EXERCISE DETAILS - Whatever the records hold, copy it exactly and completely.

** Opening GIVEN RECORDS block **

PR #79, opened 2026-05-24
fix(android): mark splice payment completed when txid arrives

DevAnuragT:
## Summary

Splice-in payments (sweep to channel) showed as "failed" in payment history even though the sweep completed successfully. The root cause: `setPendingSpliceTxid()` updated the txid but left the status as "pending", which auto-expired to "failed" after 1 hour.

## Changes

- `DatabaseService.kt`: `setPendingSpliceTxid()` now sets `status = 'completed'` alongside the txid update


toneloc:
Good find; I think these stayed in pending before this. Thanks!

PR #80, opened 2026-05-24
fix(android): skip Kraken backfill when price history already covers 30 days

DevAnuragT:
## Summary

  Follow-up to merged chart PR #72  The `?.let { ... null } ?: thirtyDaysAgo` chain never short-circuited — all three code paths evaluated to `thirtyDaysAgo`, re-fetching Kraken on every app start. Added an early return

** Closing GIVEN RECORDS block **

ANSWER TO THE PROBLEM -
PR #79, opened 2026-05-24
fix(android): mark splice payment completed when txid arrives

DevAnuragT:
## Summary

Splice-in payments (sweep to channel) showed as "failed" in payment history even though the sweep completed successfully. The root cause: `setPendingSpliceTxid()` updated the txid but left the status as "pending", which auto-expired to "failed" after 1 hour.

## Changes

- `DatabaseService.kt`: `setPendingSpliceTxid()` now sets `status = 'completed'` alongside the txid update


toneloc:
Good find; I think these stayed in pending before this. Thanks!

PR #80, opened 2026-05-24
fix(android): skip Kraken backfill when price history already covers 30 days

DevAnuragT:
## Summary

  Follow-up to merged chart PR #72  The `?.let { ... null } ?: thirtyDaysAgo` chain never short-circuited — all three code paths evaluated to `thirtyDaysAgo`, re-fetching Kraken on every app start. Added an early return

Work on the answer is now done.